Visualizations

Visualizations are how data scientists use to communicate their insights to the world. In the process of making a good visualization, be it while adding a legend or setting the x-axis label, we may run into some errors. Let’s take a look at how to resolve them below!

My legend’s labels don’t match up / my legend isn’t displaying properly

If you simply add plt.legend() after your plotting line of code, you should see a legend; seaborn will sometimes automatically populate the legend. However, if you’re plotting multiple lines or sets of points on a single plot, the labels in the legend may not correctly line up with what’s shown.

Make sure to pass in the label argument into the sns plotting function with the label you want associated with that individual plot. For example,

sns.histplot(means_arr, label = 'simulated values') # informative label name
plt.title('Simulated values') 
plt.plot(original, 10, 'bo', label = 'original test statistic') # informative label name
plt.legend(loc = 'upper left') # can specify location of legend


The y-axis of my histplot shows the count, not the density

Look into the sns.histplot documentation and see what arguments the stat parameter takes in. By default, stat=count, and the number of elements in each histogram bin is the y axis. But if you wanted to normalize the distribution such that the total area is 1, consider passing stat=density into the plot function.

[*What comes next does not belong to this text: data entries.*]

PR #437, opened 2018-03-09
Resizable Window

cyberarm:
Made Gosu's Window resizable via the window manager, you'll probably find a better and more compatible way to do this.
(Only tested on Windows 10, Ruby 2.5)

P.S.
Atom decided to trim some white space...

### DIFF
--- a/Gosu/Window.hpp
+++ b/Gosu/Window.hpp
@@ -41,7 +41,7 @@ namespace Gosu
         unsigned height() const;
         bool fullscreen() const;
         bool resizable() const;
-        void resize(unsigned width, unsigned height, bool fullscreen, bool resizing = false);
+        void resize(unsigned width, unsigned height, bool fullscreen);
 
         double update_interval() const;
         void set_update_interval(double update_interval);
--- a/Gosu/Window.hpp
+++ b/Gosu/Window.hpp
@@ -34,14 +34,14 @@ namespace Gosu
         //! \param update_interval Interval in milliseconds between two calls to the update member
         //! function.
         Window(unsigned width, unsigned height, bool fullscreen = false,
-            double update_interval = 16.666666);
+            double update_interval = 16.666666, bool resizable = false);
         virtual ~Window();
 
         unsigned width() const;
         unsigned height() const;
         bool fullscreen() const;
         void resize(unsigned width, unsigned height, bool fullscreen);
-        
+
         double update_interval() const;
         void set_update_interval(double update_interval);
 
--- a/Gosu/Window.hpp
+++ b/Gosu/Window.hpp
@@ -40,7 +40,8 @@ namespace Gosu
         unsigned width() const;
         unsigned height() const;
         bool fullscreen() const;
-        void resize(unsigned width, unsigned height, bool fullscreen);
+        bool resizable() const;
+        void resize(unsigned width, unsigned height, bool fullscreen, bool resizing = false);
 
         double update_interval() const;
         void set_update_interval(double update_interval);
--- a/src/Window.cpp
+++ b/src/Window.cpp
@@ -187,7 +187,7 @@ void Gosu::Window::resize(unsigned width, unsigned height, bool fullscreen, bool
     
     SDL_SetWindowFullscreen(shared_window(), fullscreen ? SDL_WINDOW_FULLSCREEN_DESKTOP : 0);
     if (!resizing) { // Don't set window size if window was resized by user
-    SDL_SetWindowSize(shared_window(), actual_width, actual_height);
+        SDL_SetWindowSize(shared_window(), actual_width, actual_height);
     }
     
 #if SDL_VERSION_ATLEAST(2, 0, 1)
--- a/src/Window.cpp
+++ b/src/Window.cpp
@@ -177,17 +177,18 @@ void Gosu::Window::resize(unsigned width, unsigned height, bool fullscreen, bool
         double max_width  = Gosu::available_width(this);
         double max_height = Gosu::available_height(this);
         
-
+        // Don't use scaling if window was resized by user
         if (!resizing && (width > max_width || height > max_height)) {
             scale_factor = min(max_width / width, max_height / height);
             actual_width  = width  * scale_factor;
             actual_height = height * scale_factor;
         }
-        printf("screen size available %fx%f, actual size %dx%d\n", max_width, max_height, actual_width, actual_height);
     }
     
     SDL_SetWindowFullscreen(shared_window(), fullscreen ? SDL_WINDOW_FULLSCREEN_DESKTOP : 0);
+    if (!resizing) { // Don't set window size if window was resized by user
     SDL_SetWindowSize(shared_window(), actual_width, actual_height);
+    }
     
 #if SDL_VERSION_ATLEAST(2, 0, 1)
     SDL_GL_GetDrawableSize(shared_window(), &actual_width, &actual_height);
@@ -208,9 +209,6 @@ void Gosu::Window::resize(unsigned width, unsigned height, bool fullscreen, bool
     }
     pimpl->input->set_mouse_factors(1 / scale_factor, 1 / scale_factor,
                                     black_bar_width, black_bar_height);
-
-    printf("Resizing to %dx%d from target %dx%d, was %dx%d\n", actual_width, actual_height, width, height, pimpl->graphics->width(), pimpl->graphics->height());
-    printf("Scale Factor: %f, black bar: %fx%f\n\n", scale_factor, black_bar_width, black_bar_height);
 }
 
 double Gosu::Window::update_interval() const
@@ -288,7 +286,7 @@ bool Gosu::Window::tick()
                     #endif
 
                     case SDL_WINDOWEVENT_SIZE_CHANGED: {
-                        if (pimpl->resizable && width() != e.window.data1 || height() != e.window.data2) {
+                        if (pimpl->resizable && (width() != e.window.data1 || height() != e.window.data2)) {
                             resize(e.window.data1, e.window.data2, fullscreen(), true);
                         }
                         break;
--- a/src/Window.cpp
+++ b/src/Window.cpp
@@ -100,9 +100,9 @@ struct Gosu::Window::Impl
 Gosu::Window::Window(unsigned width, unsigned height, bool fullscreen, double update_interval, bool resizable)
 : pimpl(new Impl)
 {
-    #if SDL_VERSION_ATLEAST(2, 0, 5)
-        SDL_SetWindowResizable(shared_window(), (SDL_bool)resizable);
-    #endif
+#if SDL_VERSION_ATLEAST(2, 0, 5)
+    SDL_SetWindowResizable(shared_window(), (SDL_bool)resizable);
+#endif
 
     // Even in fullscreen mode, temporarily show the window in windowed mode to centre it.
     // This ensures that the window will be centred correctly when exiting fullscreen mode.
@@ -274,17 +274,6 @@ bool Gosu::Window::tick()
         switch (e.type) {
             case SDL_WINDOWEVENT: {
                 switch (e.window.event) {
-                    #ifdef GOSU_IS_MAC
-                        // Workaround for https://github.com/gosu/gosu/issues/458
-                        // "Resize" the window to its current dimensions after it is shown.
-                        // Otherwise it will be black on macOS 10.14 (Mojave) until the user moves it around.
-                        // TODO: Since this affects `brew install supertux` as well, maybe file an SDL bug?
-                        case SDL_WINDOWEVENT_SHOWN: {
-                            resize(this->width(), this->height(), fullscreen());
-                            break;
-                        }
-                    #endif
-
                     case SDL_WINDOWEVENT_SIZE_CHANGED: {
                         if (pimpl->resizable && (width() != e.window.data1 || height() != e.window.data2)) {
                             resize(e.window.data1, e.window.data2, fullscreen(), true);
--- a/src/Window.cpp
+++ b/src/Window.cpp
@@ -162,24 +162,37 @@ void Gosu::Window::resize(unsigned width, unsigned height, bool fullscreen)
     if (fullscreen) {
         actual_width  = Gosu::screen_width(this);
         actual_height = Gosu::screen_height(this);
-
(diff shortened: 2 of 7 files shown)


jlnr:
Thanks for the PR. We can't make *all* windows resizable because existing games won't expect that the size and aspect ratio change while the game is running. I also think that *if* we add window resizing, the game should learn about it through a well-defined interface.

But the first question is -- what is the use case for this?

cyberarm:
Got this working* however it's a bit messy as I'm not to familiar with C++.

*Added an optional parameter to `shared_window(bool resizable = false)` and duplicated the Window initializer as I couldn't figure out how to do it cleanly... 😞 

Tested using this gist: https://gist.github.com/cyberarm/1209748671dc3a4c2df1975cabc45745

Kjarrigan:
I think its not that much code and could be usefull in some non-game applications. In theory we could add all kinds of logic but acutally it could work as it is now + one additional bool flag. The interface is already there as I can just overload resize. And wether the content should be scaled (or just displayed in the middle with a black border around it or only scale the game and not the ui or ...) is up to the developer.
It could look like this:

```ruby
class Gosu::Window
  def resizable?; false; end
end

class MyResizeableWindow < Gosu::Window
  def resizable?; true; end

  def resize(width, height, fullscreen=false)
    # do some fancy checks to like checking for a minimum size
    # calculate the scaling but keep the ratio and translate to the center of the screen.
    super
  end

  def draw
    Gosu.scale @scale_factor_from_resize_x, @scale_factor_from_resize_x do
      Gosu.translate @offset_from_resize_x, @offset_from_resize_y do
        # my usual content
      end
    end
  end
end
```

jlnr:
Hmm. Why does this PR have such a long diff? Can you please look into it, maybe try rebasing this branch?

I can also think of games where resizing a window makes sense, so 👍 for this functionality.

`resizable: true` can be a constructor flag that Gosu translates into a call to `SDL_SetWindowResizable` (`Window#initialize` already accepts an options hash). I don't think we need to support windows that are "sometimes resizable" so I'm against using a callback method for this.

@Kjarrigan I agree that resizable windows need a way to enforce minimum and maximum sizes *and* to maintain certain aspect ratios. Overriding `resize` sounds good for this :)

Kjarrigan:
Your right. Forgot that you can set the Window flags through seperate calls. So I guess @cyberarm please rebase against master, remove the printf and make add the flag to the window through an option.

Is there a way to test this on the CI? I read in the SDL doku, that there is a way to simulate SDL Events. Maybe we could come up with a simple interface or at least add an "interactive test". Also we need to add some hint in the docs about this.

jlnr:
Since most of the functionality is provided by SDL, I wouldn't invest too much in a unit test for this.

I think there are still some conceptual issues, though. If you run `Gosu::Window(320, 240, fullscreen: true).show`, then Gosu will scale up the window contents in software. (Nobody likes resolution switching.) Should Gosu still do this for resizable windows? What if the fullscreen resolution (=desktop resolution) is larger than the maximum size allowed by `MyGameWindow#resize`?

jlnr:
Also we need to check (manually) if an implementation of `resize` that restricts the window to a certain aspect ratio feels natural when resizing the window from all directions.

cyberarm:
@jlnr @Kjarrigan 
After fiddling with git for a while I found out I'd originally rebased against my fork instead of upstream, so a `rebase -i upstream master` and `git push origin master --force` later I think it is corrected... 🤞 

Now the actual changes are apparent.

So right now the implementation is:
``` ruby
Gosu::Window(width, height, fullscreen = false, update_interval = 16.6)
Gosu::Window(width, height, fullscreen = false, resizable = false, update_interval = 16.6)

# returns bool indicating window's resizability as set in constructor.
resizable

# Method that is called whenever the window size changes (excluding resize())
# Intended to prevent possible need to poll the window for its size
size_changed

# calls SDL_SetWindowResizable(shared_window(), width, height)
minimum_size(width, height)
```


Not sure how to make Ruby aware of these methods, is there documentation somewhere?

Gosu/Window.hpp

I’m having trouble labeling the axes/title of my graph

To label the axes and title of a graph, we use the following syntax:

plt.xlabel(“x axis name”) 
plt.ylabel(“y axis name”) 
plt.title(“graph title”) 

Where plt.xlabel, plt.ylabel, and plt.title are matplotlib functions that we call.

However, we often see students use the following incorrect syntax to try and label their plot:

plt.xlabel = "x name"
plt.ylabel = "y name"
plt.title = "graph title"

Now, instead of plt.xlabel, plt.ylabel, and plt.title being functions, they are strings. Trying to call one of the labelling function using the correct syntax in the next few cells (ie.plt.xlabel(“x name”)) will result in a TypeError: str object is not callable. If this happens to you, comb through your notebook and look for places when you used the incorrect syntax. After fixing it, restart your kernel and rerun your cells.

My sns.lineplot has an unwanted shaded region around the solid lines.

Note: the following examples are taken from sns.lineplot’s documentation.

sns.lineplot gives us a clean line when each x value has one y value. For example, the table

Year May
1948 120
1949 122
1950 123
\(\vdots\) \(\vdots\)

will give us a clean plot because each year corresponds to a single “Number of Flights in May” value.


When each x value has multiple y values, sns.lineplot will automatically plot a shaded region around the solid line, where the solid line is the mean of the y values for that x value (think of a groupby on x aggregated by .mean() on y) and the shaded region is the 95% confidence interval (read more about confidence intervals in the Data 8 textbook). For example, the table

Year May
1948 115
1948 120
1948 125
1949 118
1949 122
1949 126
\(\vdots\) \(\vdots\)

will plot a lineplot with a shaded region.


If you do not want the shaded region, aggregate the data such that there is only one y-value for a given x-value; then, make the plot.